In conclusion, then, what Ashvaghosha is describing in this verse, as I read it, is how a teacher whose teaching is off the middle way -- whether his original motives are pure or impure -- inevitably ends up milking the goodness right out of his disciples.

A teacher of asceticism drains the goodness out of his disciples in the same way that a bad dairy farmer drains all the energy out of a cow, or in the same way that a bad arable farmer draws the goodness right out of the earth, or in the same way that a bad king over-exploits his lands, or in the same way that upper classes of human being everywhere have tended through history to find ways of exploiting working classes of human being.

Kapila, as a champion of asceticism, could never be anything but such a teacher.

EH Johnston:
Who milked libations from his cow for his own sake, just as a king milks the earth for his own purposes, and milked speech in the midst of his disciples trained in asceticism, just as Vasistha milked his cow,

Linda Covill:
He milked his cow for sacrificial milk, like Vasishtha, and like him too milked speech for his disciples, trained in asceticism.

haviHShu = loc. pl. havis: offering
[haviHShu is the original reading in EHJ's Sanskrit text, based on the palmleaf manuscript; later when he came to do the English translation, EHJ changed the reading to haviiMShi, as nearer to the paper manuscript and as giving the double accusative that duh, to milk, often takes]
haviiMShi = acc. pl. havis: n. an oblation or burnt offering , anything offered as an oblation with fire (as clarified butter , milk , Some , grain ; haviSh √ kR , " to prepare an oblation " , " make into an oblation ")
yaH (nom. sg. m.): [he] who
ca: and
sv'-aatm'-aartham: for his own sake, for its own sake
sv'aatman: m. one's own self , one's self (= reflexive pron.)
artha: mn. aim , purpose (very often artham ifc. or with gen. " for the sake of , on account of , in behalf of , for ")
aatmaartham: ind. for the sake of one's self

gaam = acc. sg. f. go: f. a cow; " anything coming from or belonging to an ox or cow " , milk (generally pl.) , flesh, skin , hide , leather , strap of leather , bow-string , sinew; (pl.) " the herds of the sky " , the stars ; f. the earth (as the milk-cow of kings); f. speech; f. voice , note (fr. √ gai)
adhukShat = 3rd pers. sg. aorist duh: to milk (a cow or an udder) ; to milk or squeeze out , extract (milk , soma e.g. any good thing) ; draw anything out of another thing (with 2 acc.)
vasiShTha-vat (nom. sg. m.): like Vasishtha
vasiShTha: m. " the most wealthy " , N. of a celebrated Vedic RShi or sage (owner of the " cow of plenty " , called nandinii , offspring of surabhi , which by granting all desires made him , as his name implies , master of every vasu or desirable object ; he was the typical representative of Brahmanical rank , and the legends of his conflict with vishvaa-mitra , who raised himself from the kingly or kShatriya to the Brahmanical class , were probably founded on the actual struggles which took place between the Brahmans and kShatriyas ; a great many hymns of the Rig Veda are ascribed to these two great rivals .... other legends make him one of the 7 patriarchal sages regarded as forming the Great Bear)

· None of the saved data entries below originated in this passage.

PR #76, opened 2020-12-22
macOS binaries with correct version strings

### LINKED ISSUE #10183: Solidity 0.5.17 installed with Homebrew produces a different output than the version downloaded from solc-bin.ethereum.org
Hi

@udwig, reported to us that he was unable to verify a contract on Etherscan, even when using the exact same solidity standard input json. We spent some time debugging it, and found this problem with solc or with its distribution:

If you install `solc` `0.5.17+commit.d19bba13` using Homebrew and downloading it from solc-bin.ethereum.org, you can get a different output for the same input.

Here's a script that can be used to reproduce it:

```bash
brew tap ethereum/ethereum
brew install ethereum/ethereum/solidity@5

wget --quiet https://gist.githubusercontent.com/alcuadrado/06c1ad0cf7e23758e17a32e829f26497/raw/b9f864cfda21d0cc9c5365fa1a1b435aec6285e8/input-to-get-different-outputs.json

wget --quiet https://solc-bin.ethereum.org/macosx-amd64/solc-macosx-amd64-v0.5.17+commit.d19bba13
chmod +x solc-macosx-amd64-v0.5.17+commit.d19bba13

echo '\n\n\n'
echo Brew solc
solc --version
cat input-to-get-different-outputs.json | solc --standard-json | md5sum

echo '\n\n\n'
echo Native solc
./solc-macosx-amd64-v0.5.17+commit.d19bba13 --version
cat input-to-get-different-outputs.json | ./solc-macosx-amd64-v0.5.17+commit.d19bba13 --standard-json | md5sum
```

It will output

```
Brew solc
solc, the solidity compiler commandline interface
Version: 0.5.17+commit.d19bba13.Darwin.appleclang
b2051480575328ea24cdfa7cbdc71cf5  -




Native solc
solc, the solidity compiler commandline interface
Version: 0.5.17+commit.d19bba13.mod.Darwin.appleclang
a13020de9abb553ca40d7171744a8735  -
```

Another interesting thing is that Etherscan seems to be running the same version than the one distributed by Homebrew. It may actually be solcjs. I got into [this other bug](https://github.com/ethereum/solc-js/issues/460) when trying to reproduce it with solcjs.

Any idea what's going on? Are the solc-bin.ethereum.org binaries somehow corrupted? This is really important to us, as it can lead to people deploying contracts that aren't verifiable on Etherscan.

cameel:
~PR branch based on #77. Don't merge until that PR is merged!~ It's on `gh-pages` now.
Fixes https://github.com/ethereum/solidity/issues/10183.

This PR contains macOS binaries in versions between 0.3.6 and 0.6.0 rebuilt with the change from #75. This fixes the discrepancy in the generated bytecode.

~Old binaries are preserved in `macosx-amd64/retired-rebuilds-with-version-discrepancy/`. I'm not sure if it's worth keeping them. They do let people verify stuff they have already built using them but hopefully not many people were affected by that - macOS binaries were added only very recently.~


cameel:
**EDIT 2021-01-24: This comment is now out of date. See updated details further down.**

Current status of the bytecode comparison (from #77, which is still WIP): https://github.com/cameel/solc-bin/pull/1/checks?check_run_id=1594500955

Here's the relevant part of the output: [bytecode-comparison-2020-12-22.txt](https://github.com/ethereum/solc-bin/files/5861343/bytecode-comparison-2020-12-22.txt)

There are still 13 versions with differences (and 0.4.11 which was skipped in this run). From what I've seen so far, it's likely that `prepare_report.py` just needs more workarounds for the older compilers but we'll see.

I have already detected one binary with bytecode differences, though it's a Linux one: `solc-linux-amd64-v0.4.10+commit.f0d539ae` actually identifies itself as `solc-linux-amd64-v0.4.10+commit.f0d539ae`.

cameel:
I'm done verifying the binaries. Unfortunately there are a few versions with problems that prevent the PR check from #77 from passing. This is, however, all caused by factors other than the macOS rebuild - bytecode differences from binaries on other platforms and macOS differences that can't really be fixed. See below for details.

### Report differences
- Emscripten binaries for version 0.3.6 were not built from the exact commit which is tagged as `v0.3.6` so they have a different version string and produce different bytecode than the macOS binary. See https://github.com/ethereum/solidity/issues/10846.
- In 0.4.7 and 0.4.8 the bytecode is different on every platform and there's not much that can be done about it. See https://github.com/ethereum/solidity/issues/10841.
- On 0.4.10 and 0.4.26 it's the Linux binaries that fail the comparison. See https://github.com/ethereum/solidity/issues/10839 and https://github.com/ethereum/solidity/issues/10840.
- 0.4.11 seemingly fails comparison on all platforms but that's only because the results get diffed with the wasm report, which is the broken one in this case.
    - The problem is that there are some LLL test cases that crash the emscripten versions of the compiler when passed in as Solidity code. Example of a test case that causes a crash: `(returnlll (return (exp (- 0 2) 3)))`. This does not happen with native binaries.
    - I have added a try/catch block in `prepare_report.js` to handle the crash but unfortunately the compiler prints an exit code to stdout before it crashes. This throws off the comparison. If you download the reports and manually remove all lines that consist only of the number `5` or `26`, the content becomes the same on all platforms. There are no actual differences in the bytecode.
        - I could work around it by rewriting `prepare_report.js` to write to file (rather than to stdout) but I'm not sure it's worth the extra effort just for this single problematic case.

In all other cases the reports are identical on all platforms (except Windows which I could not check). Here's the most relevant part of the output of the [last run of the `compare` job](https://github.com/ethereum/solc-bin/pull/76/checks?check_run_id=1761261024) if you want to see the details: [bytecode-comparison-2021-01-25.txt](https://github.com/ethereum/solc-bin/files/5866087/bytecode-comparison-2021-01-25.txt).

To make sure the binaries I did not replace are fine too, I have created a PR in my fork that touched all the binaries to force a [CI run covering all of them](https://github.com/cameel/solc-bin/pull/2/checks?check_run_id=1761370014). Here are the results: [bytecode-comparison-all-2021-01-25.txt](https://github.com/ethereum/solc-bin/files/5866088/bytecode-comparison-all-2021-01-25.txt). There are no extra differences.

cameel:
Also, I decided not to leave the buggy builds in a subdirectory. They should not be used in normal circumstances and they're still available in repo history in case anyone needs them for verification anyway. I have created a tag to make finding them easier: [`macosx-binaries-reporting-wrong-versions`](https://github.com/ethereum/solc-bin/releases/tag/macosx-binaries-reporting-wrong-versions).

cameel:
We have decided to close https://github.com/ethereum/solidity/issues/10841 and leave the 0.4.7 and 0.4.8 binaries in the repo.

In that case should I hard-code the PR check to skip these versions? This is an option but it might also be misleading (by not being apparent that they were skipped) and we're not likely to modify these binaries in the future anyway.

cameel:
Rebased on `gh-pages` with conflicts resolved.
Let's make sure it passes the checks though.

axic:
Did we end up releasing the blog post about these?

tapaH-shiShTeShu (loc. pl. m.): schooled in ascetic practice
tapas: ascetic practice
shiShTa: mfn. taught , directed , ordered , commanded (applied to persons and things)
shiShyeShu = loc. pl. shiShya: m. a pupil , scholar , disciple

gaam = acc. sg. go: f. a cow; f. the earth (as the milk-cow of kings); f. speech; f. voice , note (fr. √ gai)
adhukShat = 3rd pers. sg. aorist duh: to milk (a cow or an udder) ; to milk or squeeze out , extract (milk , soma e.g. any good thing) ; draw anything out of another thing (with 2 acc.)